» **Exercise directions**
Say how many lines in the records hold the word "under", and give nothing but that number.

» **Information given**
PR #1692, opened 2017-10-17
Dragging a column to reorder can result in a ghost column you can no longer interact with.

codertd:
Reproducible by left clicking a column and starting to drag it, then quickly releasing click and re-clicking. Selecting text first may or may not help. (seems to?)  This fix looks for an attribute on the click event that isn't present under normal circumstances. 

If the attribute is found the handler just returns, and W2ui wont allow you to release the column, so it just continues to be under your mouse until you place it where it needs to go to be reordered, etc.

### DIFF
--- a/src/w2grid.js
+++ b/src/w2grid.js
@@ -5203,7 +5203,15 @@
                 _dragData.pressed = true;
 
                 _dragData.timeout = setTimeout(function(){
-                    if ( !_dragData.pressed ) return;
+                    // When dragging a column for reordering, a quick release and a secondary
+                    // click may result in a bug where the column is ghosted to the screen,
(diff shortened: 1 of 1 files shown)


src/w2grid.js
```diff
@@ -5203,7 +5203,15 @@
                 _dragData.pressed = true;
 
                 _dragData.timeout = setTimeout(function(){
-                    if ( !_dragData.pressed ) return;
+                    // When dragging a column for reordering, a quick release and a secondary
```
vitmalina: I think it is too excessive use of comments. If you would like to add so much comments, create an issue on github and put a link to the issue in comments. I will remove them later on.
* * *
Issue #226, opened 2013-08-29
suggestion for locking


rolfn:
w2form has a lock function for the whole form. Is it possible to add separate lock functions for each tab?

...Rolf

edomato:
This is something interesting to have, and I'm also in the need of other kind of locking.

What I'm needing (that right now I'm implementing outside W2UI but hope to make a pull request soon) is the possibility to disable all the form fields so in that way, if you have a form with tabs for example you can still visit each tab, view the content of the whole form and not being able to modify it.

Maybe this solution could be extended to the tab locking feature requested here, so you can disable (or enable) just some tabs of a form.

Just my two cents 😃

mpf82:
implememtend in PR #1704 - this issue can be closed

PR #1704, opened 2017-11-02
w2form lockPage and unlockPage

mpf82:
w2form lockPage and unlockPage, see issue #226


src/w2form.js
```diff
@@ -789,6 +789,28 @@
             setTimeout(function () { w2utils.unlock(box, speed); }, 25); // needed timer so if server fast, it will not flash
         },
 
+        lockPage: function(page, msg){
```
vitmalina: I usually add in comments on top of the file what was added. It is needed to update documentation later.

» **Answer area**
2